I'm a talkative guy, and usually have some humerous and interesting things to say. I would assume she laughs at my comments because she enjoys the interaction. Not necessarily because she is emotionally fulfilled/happy or something.

 

Anyway, since I appreciated your thoughts, here is how I approached her, and won her yes  :-)

 

I basicly told her that I needed a female perspective on a dilemma, and that I wanted to get her thoughts on them. After work, we had a pleasant conversation, and then i brought the issue up. I said something to the tune of: "Hey, I have a close friend who needs advice. He was raised in the west, and isnt familiar with Tunisian customs. So basicly, he fears that he will damage a good relationship with his colleague, by coming forward with it. And I thought that your advice would be very valuable in this perspective." 

 

And than I told her of the "interest this guy has for his female colleague, but kept it a secret to himself, so that he could focus on more pressing matters of work." and that "when news circulated about an other party, having proposed to her, he kicked himself for not approaching earlier. And the question he faces is, do you think he should still come forward, and approach the girl, and inform her of his interest, or should he back off?"

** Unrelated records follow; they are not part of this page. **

PR #499, opened 2024-03-19
feat: detect previous unmerged files and abort upgrade

drevell:
This is similar to how git won't let you proceed until you resolve merge conflicts. When an upgrade operation begins, we look for any `*.abcmerge_*` files that would indicate that there was a previous upgrade operation that still needs to be manually resolved. If we were to ignore this and upgrade anyway, the user would likely be incredibly confused, and that would be bad.

### DIFF
--- a/templates/common/upgrade/merge.go
+++ b/templates/common/upgrade/merge.go
@@ -251,11 +251,15 @@ func mergeAll(ctx context.Context, p *commitParams, dryRun bool) error {
 }
 
 const (
+	// These are appended to files that need manual merge conflict resolution.
 	suffixLocallyAdded                  = ".abcmerge_locally_added"
 	suffixLocallyEdited                 = ".abcmerge_locally_edited"
 	suffixFromNewTemplate               = ".abcmerge_from_new_template"
 	suffixFromNewTemplateLocallyDeleted = ".abcmerge_locally_deleted_vs_new_template_version"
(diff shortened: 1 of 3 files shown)


templates/common/upgrade/merge.go
```diff
@@ -251,11 +251,15 @@ func mergeAll(ctx context.Context, p *commitParams, dryRun bool) error {
...
 const (
+	// These are appended to files that need manual merge conflict resolution.
 	suffixLocallyAdded                  = ".abcmerge_locally_added"
 	suffixLocallyEdited                 = ".abcmerge_locally_edited"
 	suffixFromNewTemplate               = ".abcmerge_from_new_template"
 	suffixFromNewTemplateLocallyDeleted = ".abcmerge_locally_deleted_vs_new_template_version"
 	suffixWantToDelete                  = ".abcmerge_template_wants_to_delete"
+
+	// This is the beginning of all the above suffixes.
+	conflictSuffixBegins = ".abcmerge_"
```
capri-xiyue, line 262: nits: use such suffix for the above variables like `suffixLocallyAdded`, `suffixLocallyEdited` and so on?

capri-xiyue (approved):

templates/common/upgrade/merge.go
drevell: Hm I think I want to keep the name different, because that makes it more obvious that this isn't just another suffix.

PR #501, opened 2024-03-21
Return merge conflicts and explanations from Upgrade()

drevell:
The Upgrade() function now returns a `Result` struct, which explains what happened.

If the Upgrade was a noop because there was no new template version, then `Result.AlreadyUpToDate` is set.

If there were any merge conflicts, then the files that need to be resolved are in `Result.Conflicts`, along with explanations. All other non-conflicting files are in `Result.NonConflicts`.


templates/common/upgrade/upgrade.go
```diff
@@ -96,28 +111,86 @@ type Params struct {
...
+}
+
 // Upgrade takes a directory containing previously rendered template output and
 // updates it using the newest version of the template, which is pointed to by
 // the manifest file.
 //
 // Returns true if the upgrade occurred, or false if the upgrade was skipped
 // because we're already on the latest version of the template.
-func Upgrade(ctx context.Context, p *Params) (_ bool, rErr error) {
+func Upgrade(ctx context.Context, p *Params) (_ Result, rErr error) {
```
yolocs, line 178: Would it be easier if we return a pointer here?

templates/common/upgrade/upgrade.go
```diff
@@ -205,26 +277,38 @@ func Upgrade(ctx context.Context, p *Params) (_ bool, rErr error) {
...
-		if err := commit(ctx, p, dryRun); err != nil {
-			return err
+		var err error
+		actionsTaken, err = commit(ctx, p, dryRun)
+		if err != nil {
+			return nil, err
 		}
+		sort.Slice(actionsTaken, func(i, j int) bool {
+			return actionsTaken[i].Path < actionsTaken[j].Path
+		})
```
yolocs, line 308: Shouldn't this be outside of the for look?

yolocs (approved):

templates/common/upgrade/upgrade.go
drevell: Yeah, done.

templates/common/upgrade/upgrade.go
drevell: Yep, done.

Aware of here intelligence, I could see in her eyes she knew that I was talking about me and her. And from the expression on her face, I knew her answer, so there was no need to make it an intellectual or moral issue that needed elaborate discussion.

 

After that, I deleted her number from my phone in front of her, and asked her to put her number in, for the second time, only this time as a friend, as opposed to just her colleague/boss.

 

The following days, I kept the poor girl in a state of excitement and anticipation, until yesterday. There is nothing more beautifull than a happy innocent "child" enjoying everyday moments.

 

I will try to visit her parents before returning back to the netherlands.

 

-----------------------------------------------------------------------------------------------------------------------------------------------------------------------------------------------------------------------------------------------------

 

On a general note to the admin and all other male cowards in this forum: of all the worlds religious denominations, to have shia muslims think like cowards, was the last thing I ever expected.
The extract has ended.